= Beginning of Section =

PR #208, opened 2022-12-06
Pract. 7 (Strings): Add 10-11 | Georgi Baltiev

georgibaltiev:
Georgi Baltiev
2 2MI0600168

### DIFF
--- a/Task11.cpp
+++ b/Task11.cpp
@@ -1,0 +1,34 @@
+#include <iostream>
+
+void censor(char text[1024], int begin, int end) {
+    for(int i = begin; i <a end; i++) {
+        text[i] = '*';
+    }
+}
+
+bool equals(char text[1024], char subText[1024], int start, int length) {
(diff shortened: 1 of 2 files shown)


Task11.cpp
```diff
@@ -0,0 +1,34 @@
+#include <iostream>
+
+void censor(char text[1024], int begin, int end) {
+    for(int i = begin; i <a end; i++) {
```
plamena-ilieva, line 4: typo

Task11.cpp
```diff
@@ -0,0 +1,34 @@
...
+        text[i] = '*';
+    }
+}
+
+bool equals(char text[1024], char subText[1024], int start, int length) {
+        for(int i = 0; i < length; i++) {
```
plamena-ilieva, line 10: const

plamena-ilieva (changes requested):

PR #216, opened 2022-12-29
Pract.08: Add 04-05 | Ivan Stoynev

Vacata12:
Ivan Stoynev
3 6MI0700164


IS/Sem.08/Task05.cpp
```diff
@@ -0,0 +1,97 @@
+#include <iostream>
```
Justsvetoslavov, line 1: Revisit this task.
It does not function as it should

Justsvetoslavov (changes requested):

= End of Section =

Exercise prompt | Start to finish, transcribe the listing above exactly.

Solution |
PR #208, opened 2022-12-06
Pract. 7 (Strings): Add 10-11 | Georgi Baltiev

georgibaltiev:
Georgi Baltiev
2 2MI0600168

### DIFF
--- a/Task11.cpp
+++ b/Task11.cpp
@@ -1,0 +1,34 @@
+#include <iostream>
+
+void censor(char text[1024], int begin, int end) {
+    for(int i = begin; i <a end; i++) {
+        text[i] = '*';
+    }
+}
+
+bool equals(char text[1024], char subText[1024], int start, int length) {
(diff shortened: 1 of 2 files shown)


Task11.cpp
```diff
@@ -0,0 +1,34 @@
+#include <iostream>
+
+void censor(char text[1024], int begin, int end) {
+    for(int i = begin; i <a end; i++) {
```
plamena-ilieva, line 4: typo

Task11.cpp
```diff
@@ -0,0 +1,34 @@
...
+        text[i] = '*';
+    }
+}
+
+bool equals(char text[1024], char subText[1024], int start, int length) {
+        for(int i = 0; i < length; i++) {
```
plamena-ilieva, line 10: const

plamena-ilieva (changes requested):

PR #216, opened 2022-12-29
Pract.08: Add 04-05 | Ivan Stoynev

Vacata12:
Ivan Stoynev
3 6MI0700164


IS/Sem.08/Task05.cpp
```diff
@@ -0,0 +1,97 @@
+#include <iostream>
```
Justsvetoslavov, line 1: Revisit this task.
It does not function as it should

Justsvetoslavov (changes requested):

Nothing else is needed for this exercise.